What has made discrimination perpetuated is the societal and cultural standard of the

dominated group. Furthermore, the role of society in establishing pattern and setting is

strongly seen as the “moderator” for discrimination practices – it enables, preserves, and

sustains the standards and parameter for values and norms that should be followed, obliged,

and implemented. As a result, for those who do not “fit” in the current setting will be

considered as outsider whom will experience discrimination in the most direct ways.

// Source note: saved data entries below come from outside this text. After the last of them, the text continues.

PR #6720, opened 2026-01-18
Deconvolute linkify logic

hlfan:
This PR adds flags to the linkify method to more clearly indicate what is being executed.

This is built on dropped parts from #5862 and #6674.

### DIFF
--- a/lib/rich_text.rb
+++ b/lib/rich_text.rb
@@ -105,7 +105,15 @@ module RichText
     private
 
     def gsub_pairs_for_linkify_detection
-      []
+      Array
+        .wrap(Settings.linkify&.detection_rules)
+        .select { |rule| rule.path_template && rule.patterns.is_a?(Array) }
+        .flat_map do |rule|
+          expanded_path = "#{rule.host || "#{Settings.server_protocol}://#{Settings.server_url}"}/#{rule.path_template}"
+          rule.patterns
+              .select { |pattern| pattern.is_a?(String) }
+              .map { |pattern| [Regexp.new("(?<=^|#{URL_UNSAFE_CHARS})#{pattern}", Regexp::IGNORECASE), expanded_path] }
+        end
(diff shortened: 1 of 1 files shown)


lib/rich_text.rb
```diff
@@ -87,18 +87,33 @@ def sanitize(text)
...
-               .then { |html| expand_link_shorthands(html) }
-               .then { |html| expand_host_shorthands(html) }
-               .then { |html| auto_link(html, mode) }
-               .html_safe
+    def linkify(text, mode = :urls, hosts: true, paths: true)
+      link_attr = 'rel="nofollow noopener noreferrer" dir="auto"'
+      html = ERB::Util.html_escape(text)
+
+      html = expand_link_shorthands(html) if paths
+      html = expand_host_shorthands(html) if hosts
```
pablobm, line 95: Is there any instance when `hosts` will be false? If not, should we remove the option altogether?

hlfan: Arguably, html shouldn't have osm link hosts shortened, but I don't know if html richtext is even used here.

pablobm: Do I understand correctly that "text" converts text to HTML, "markdown" converts markdown to HTML, and "html"... leaves things as they are? Should the "html" one be removed completely?

hlfan: The input is still sanitized, and the Richtext.to_text function goes above leaving things as they are too.
@tomhughes might know more about why this exists.

Coming back to the `hosts` flag in `linkify`, I also think the symmetry makes even an underused option worthwhile here.

tomhughes: It looks like `to_text` is mostly used for things like plain text emails though obviously it actually includes the formatting rather than trying to remove it though that's not terrible for markdown at least.

tomhughes:

PR #6721, opened 2026-01-18
Load make-plural as ES module

HolgerJeromin:
### Description

ref #6664
### How has this been tested?

Not tested. Will most probably will not work but give an example for the rails experts.


tomhughes:
I already have a working version of this... Just running final tests now.

HolgerJeromin:
Ref #6722

PR #6722, opened 2026-01-18
Update to make-plural 8.x

tomhughes:
This updates make-plural to 8.x and makes it load as a module.

### DIFF
--- a/app/assets/config/manifest.js
+++ b/app/assets/config/manifest.js
@@ -20,3 +20,5 @@
 //= link leaflet/dist/images/marker-shadow.png
 
 //= link @mapbox/mapbox-gl-rtl-text/dist/mapbox-gl-rtl-text.js
+
+//= link make-plural/cardinals.js
--- a/app/assets/javascripts/application.js
+++ b/app/assets/javascripts/application.js
@@ -13,7 +13,6 @@
 //= require leaflet.zoom
 //= require leaflet.locationfilter
 //= require i18n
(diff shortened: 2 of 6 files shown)


HolgerJeromin:
`‎config/eslint.config.mjs`‎ still has a reference as a global.

tomhughes:
> `‎config/eslint.config.mjs`‎ still has a reference as a global.

That should be fixed now.

pablobm:
Seems ok in production, but in development I'm getting this error:

```
Uncaught (in promise) TypeError: can't access property "plurals", root is undefined
```

tomhughes:
Did the load fail? Though presumably it won't resolve the promise in that case, or will it?

pablobm:
It loads fine and I'm not seeing any other load fails. The error comes from within the module. Excerpt:

```
(function (root, plurals) {
  Object.defineProperty(plurals, '__esModule', { value: true });
  if (typeof define === 'function' && define.amd) define(plurals);
  else if (typeof exports === 'object') module.exports = plurals;
  else root.plurals = plurals;
}(this, {
af: a,

ak: b,

am: c,
```

Where `root.plurals = plurals` appears to be the issue. This is JS import land, which I'm very out of touch with...

tomhughes:
That's the old version of make-plural though... Have you precompiled your assets (and not updated them since the change)?

pablobm:
:flushed: Argh, assets... Thank you, fixed now.

PR #6723, opened 2026-01-18
add copilot instructions

stillhart:
### Description

`.github/copilot-instructions.md` seems to be the default AI/LLM base instruction file to guide an LLM through a repo.
I suggest to add one to comfort the next generation of vibe coders. 

### How has this been tested?
I use it. 😅

### Did I make this?
No, an LLM did that for me. 🤷‍♂️

### DIFF
--- a/.github/copilot-instructions.md
+++ b/.github/copilot-instructions.md
@@ -1,0 +1,110 @@
+<!-- Copilot / AI agent instructions for contributors working on openstreetmap-website -->
+
+# Purpose
+
+Short, actionable guidance to help an AI coding agent be productive in this codebase.
+
+# Quick start (commands)
+- Bootstrap a dev environment: `bin/setup` (idempotent; runs `bin/dev` unless `--skip-server`).
+- Start the app: `bin/dev` (executes `bin/rails server`).
+- Install JS deps: `yarn install` (see `package.json`).
+- Install Ruby gems: `bundle install` (the repo uses `Gemfile`).
+- Database prepare: `bin/rails db:prepare` (or `bin/rails db:reset` for a full reset).
+- Run tests: `bin/rails test` or `bundle exec rails test`.
+- Lint/security checks: `bundle exec rubocop`, `bundle exec brakeman`.
+
+# Big-picture architecture (what to know first)
+- This is a Ruby on Rails application (Rails ~8.1) that contains:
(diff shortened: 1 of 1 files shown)


tomhughes:
So long as the instruction is "do not touch this repo and certainly do not 'vibe' code anything" then fine...

gravitystorm:
Thanks for the suggestion, but I'm not convinced about merging this, for a number of reasons. I speak with experience of using LLMs (specifically, Claude) in multiple projects.

* Each LLM/agent has its own preference for where to put instructions, e.g. CLAUDE.md or AGENTS.md. I don't think there's really any conventions yet.
* The contents of the agents files are usually just regurgitated versions of the instructions found elsewhere in the repo, without much original content. This makes them more of a "generated" or "compiled" source of knowledge, and such artefacts aren't generally stored under source control.
* If the agents file contained original content (e.g. telling it how to do something, but we had no other documentation about how to do that) then it would be a candidate for source control. But I'd be really really curious why we would be telling the agents about something that we're not telling everyone else about!
* I don't want to end up with 10 different agents files, one for each LLM/agent.
* However, it's not clear what value there is giving them all a common agents file, rather than each agent generating their own files themselves, which will (perhaps) match their specific instructional needs more closely.
* Since everything moves so quickly, it's not even clear how to maintain these files. Would we have to regenerate them every month or two when there's new agent releases? Do we treat them as diffable text, or will the output each regeneration be completely different making diffs meaningless? Or do we edit them manually e.g. when we add a new linter?

It's different for organizations that have many developers, all using the same version of the same agent, where it saves each developer a few seconds (e.g. waiting on `/init` run) when working on a common codebase. 

I'm not even really convinced that the concept of an agents file has any longevity, as LLMs develop. Between internal knowledge (e.g. most LLMs will know how to run test suites) and human-orientated documentation (e.g. INSTALL.md) then it seems to me like the agents files are just a minor implementation detail and could in most cases (and very likely so in ours) be hidden from developers. 

But in summary, since this stuff is all so new, I'm happy to be persuaded that I'm wrong on any of the above!

gravitystorm:
Since there haven't been any responses in this thread, I'm going to decline this PR, based on my concerns above.

I'll reiterate that this stuff is all so new, so I'm happy to be persuaded that I'm wrong on any of this.

Thanks @stillhart for the suggestion!

PR #6724, opened 2026-01-18
Check response.ok before parsing JSON in query tool

### LINKED ISSUE #6667: Query tool fails - likely due to data change
### URL

_No response_

I used the query tool to check some data in a municipality that I just (as in perhaps 5 minutes back) merged with a further one and got the error message below. Probably not actionable but at least FYI.

Image

SykoDaedalus:
Added a if-else to check response.ok before parsing JSON in query tool

### Description
This PR fixes issue #6667.
The query tool no longer crashes when the network or server returns an error.

## Problem
The query tool tried to read every response as JSON.
When the Overpass API returned an error page or the request failed, this caused unclear errors like:

`JSON.parse: unexpected character at line 1 column 1 of the JSON data`

## Solution
The tool now checks the response status before reading JSON.
If the request fails, it shows a clear message, for example:

`Error contacting https://overpass-api.de/api/interpreter: Failed to fetch`

### How has this been tested?

- Linting passes (eslint, erb_lint, rubocop)

- Manually testing network failure using browser offline mode
 The tool now shows “Failed to fetch”

- Normal queries still work as expected

Fixes #6667

### DIFF
--- a/app/assets/javascripts/index/query.js
+++ b/app/assets/javascripts/index/query.js
@@ -171,7 +171,12 @@ OSM.Query = function (map) {
       credentials: OSM.OVERPASS_CREDENTIALS ? "include" : "same-origin",
       signal: $section.data("ajax").signal
     })
-      .then(response => response.json())
+      .then(response => {
+        if (response.ok) {
+          return response.json();
+        }
+        throw new Error(response.statusText || response.status);
+      })
       .then(function (results) {
         let elements = results.elements;
 
--- a/test/system/query_features_test.rb
+++ b/test/system/query_features_test.rb
@@ -214,6 +214,7 @@ class QueryFeaturesSystemTest < ApplicationSystemTestCase
                 elements = data.includes("is_in") ? #{enclosing_elements.to_json} : #{nearby_elements.to_json};
 
           return Promise.resolve({
+            ok: true,
             json: () => Promise.resolve({ elements })
           });
         }


mmd-osm:
We might need to fine tune the exact HTTP status codes to check. Overpass API uses slightly different ones: [link](https://github.com/drolbr/Overpass-API/blob/a0db4f392f744d5e1304331edbf542ef6d6ce2fa/src/overpass_api/frontend/basic_formats.cc#L38-L49). In any case, I would remove HTTP 509 from the list.

As a heads up, sometimes Overpass API generates fairly large HTML/XML error responses, which could look a bit odd on the screen when rendered as plain text. Since this is happening rather infrequently, I would wait for more user feedback.

Edit: so adding 429 would exactly exhibit the issue, where a user would see this:

```
Enclosing features

    Error contacting https://overpass-api.de/api/interpreter: <?xml version="1.0" encoding="UTF-8"?> <!DOCTYPE html PUBLIC "-//W3C//DTD XHTML 1.0 Strict//EN" "http://www.w3.org/TR/xhtml1/DTD/xhtml1-strict.dtd"> <html xmlns="http://www.w3.org/1999/xhtml" xml:lang="en" lang="en"> <head> <meta http-equiv="content-type" content="text/html; charset=utf-8" lang="en"/> <title>OSM3S Response</title> </head> <body> <p>The data included in this document is from www.openstreetmap.org. The data is made available under ODbL.</p> <p><strong style="color:#FF0000">Error</strong>: runtime error: open64: 0 Success /osm3s_osm_base Dispatcher_Client::request_read_and_idx::rate_limited. Please check /api/status for the quota of your IP address. </p> </body> </html> 
```

whereas, when using:

```
        if (response.status !== 400) {
          throw new Error(status);
        }
```

it looks a bit saner:

```

Enclosing features

    Error contacting https://overpass-api.de/api/interpreter: Too Many Requests
```

pablobm:
Ooof. The tests are failing because Overpass queries are stubbed for testing at:

https://github.com/openstreetmap/openstreetmap-website/blob/5b3210c5f637596ed65e75c2173990055b11fe5c/test/system/query_features_test.rb#L216-L218

Only `json` is present in the stub, so you'll have to add `ok` and that should be enough.

SykoDaedalus:
> Ooof. The tests are failing because Overpass queries are stubbed for testing at:
> 
> https://github.com/openstreetmap/openstreetmap-website/blob/5b3210c5f637596ed65e75c2173990055b11fe5c/test/system/query_features_test.rb#L216-L218
> 
> Only `json` is present in the stub, so you'll have to add `ok` and that should be enough.

Thanks for the help, it worked.

test/system/query_features_test.rb
```diff
@@ -214,6 +214,7 @@ def stub_overpass(nearby_elements: [], enclosing_elements: [])
                 elements = data.includes("is_in") ? #{enclosing_elements.to_json} : #{nearby_elements.to_json};
 
           return Promise.resolve({
+            ok:true,
```
tomhughes: Space after the colon please, for consistency:

```suggestion
            ok: true,
```

app/assets/javascripts/index/query.js
```diff
@@ -224,9 +238,7 @@ OSM.Query = function (map) {
       })
       .catch(function (error) {
         if (error.name === "AbortError") return;
-
```
tomhughes, line 227: Why are we getting rid of these blank lines?

app/assets/javascripts/index/query.js
```diff
@@ -171,7 +171,21 @@ OSM.Query = function (map) {
...
+        const status = response.statusText || response.status;
+
+        if (response.status !== 400) {
+          throw new Error(status);
+        }
+
+        const text = await response.text();
+        throw new Error(text || status);
+      })
+
```
tomhughes: Get rid of this blank line please - it needs to be clear that there's another operation chained after this call.

SykoDaedalus:
> Perhaps we should always read the response text if it isn't OK and pass it together with the status and status text down to the `.catch` section?

I was trying to do that before changing tests. But I guess reading the response if itsn't ok and converting to json will again cause the wierd parsing error? Or maybe I am understanding it wrong 🤷‍♂️

SykoDaedalus:
> > Perhaps we should always read the response text if it isn't OK and pass it together with the status and status text down to the `.catch` section?
> 
> I was trying to do that before changing tests. But I guess reading the response if itsn't ok and converting to json will again cause the wierd parsing error? Or maybe I am understanding it wrong 🤷‍♂️

Maybe I understand what you are trying yo say, but I have some confusion. Like will overpass send "meaningful" data if request is not ok and if yes then probably we will have to make a separate render function to display it which we can also use it in the `then` block?

hlfan:
I was thinking of something like

```js
        throw new Error("Response not OK", { cause: {
          status: response.status,
          statusText: response.statusText,
          text: await response.text()
        } });
```

and handle that in the `catch` block in the vicinity of this code

https://github.com/openstreetmap/openstreetmap-website/blob/70c2269f5b9c7112998d6443c038591f23763425/app/assets/javascripts/index/query.js#L243

SykoDaedalus:
> I was thinking of something like
> 
> ```js
>         throw new Error("Response not OK", { cause: {
>           status: response.status,
>           statusText: response.statusText,
>           text: await response.text()
>         } });
> ```
> 
> and handle that in the `catch` block in the vicinity of this code
> 
> https://github.com/openstreetmap/openstreetmap-website/blob/70c2269f5b9c7112998d6443c038591f23763425/app/assets/javascripts/index/query.js#L243

Respone text is something like - `<p><strong style="color:#FF0000">Error</strong>: runtime error: open64: 0 Success /osm3s_osm_base Dispatcher_Client::request_read_and_idx::timeout. The server is probably too busy to handle your request. </p>`
While there is useful information in the response, it's wrapped in HTML and would need parsing to extract. `statusText` already provides a reasonable error message, I feel the added complexity of HTML parsing might not be worth it? However, I can implement it if it can help in debugging the code.

hlfan:
Or just drop the whole waiting for the response text for _bad requests_ too and make the whole function synchronous?

app/assets/javascripts/index/query.js
```diff
@@ -171,7 +171,15 @@ OSM.Query = function (map) {
...
     })
-      .then(response => response.json())
+      .then(response => {
+        if (response.ok) {
+          return response.json();
+        }
+
+        const status = response.statusText || response.status;
+
+        throw new Error(status);
```
hlfan: I don't think there's a need for making an extra var for that then.

```suggestion
        throw new Error(response.statusText || response.status);
```

tomhughes (approved):
This looks good to me now, thanks for the contribution.

PR #6725, opened 2026-01-18
Fix month label index desync causing missing labels

hlfan:
Since JS trims the heatmap data to align with the calendar-dependent start of the week, the point where monotonic month indices snap back a year can differ between calendars.

This misalignment desynchronizes month label indices and can cause month labels to be skipped.

The fix makes the label handling logic agnostic to yearly offsets.

### DIFF
--- a/app/assets/javascripts/heatmap.js
+++ b/app/assets/javascripts/heatmap.js
@@ -3,6 +3,7 @@ $(document).on("turbo:frame-load", function () {
   const weekInfo = getWeekInfo();
   const maxPerDay = heatmap.data("max-per-day");
   const weekdayLabels = heatmap.find("[data-weekday]");
+  const monthLabelStartIndex = Math.min(...heatmap.find("[data-month]").get().map(l => l.dataset.month));
   let weekColumn = 1;
   let previousMonth = null;
 
@@ -24,7 +25,7 @@ $(document).on("turbo:frame-load", function () {
       weekColumn++;
       const currentMonth = getMonthOfThisWeek(date);
       if (previousMonth === null) {
-        previousMonth = currentMonth;
+        previousMonth = currentMonth + (Math.round((monthLabelStartIndex - currentMonth) / 12) * 12);
         heatmap.find(`[data-month]:has( ~ [data-month="${previousMonth}"])`).remove();
         heatmap.find("[data-month]").first().css("grid-column-start", 2);
       }


app/assets/javascripts/heatmap.js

       Starting from the early concept of classifying human based on race to which it is

implied that there is hierarchical division within racial system itself. The archaic racial

system has evolved into further forms of discrimination that nowadays has become daily

life practices – consciously or unconsciously. The impact of this classification based on

hierarchical racial division is the inevitable practices of discrimination towards an

individual or a group. Discrimination does not only reach the area of race but also almost

every part of humanity. In Readings for Diversity and Social Justice, there are terms for

“isms” mostly associated with discrimination practices nowadays: racism, sexism,

misogyny, ethnocentrism, ageism, ableism, xenophobia, anti-Semitism, religious prejudice,

chauvinism, classism, heterosexism, and homophobia (Adams, et al, 2000).

       The practices of discrimination have become a humiliation in the history of human

civilization – a vicious cycle of a never-ending debate about how different we are, as

opposed to put aside our differences and finding what is similar between one and another.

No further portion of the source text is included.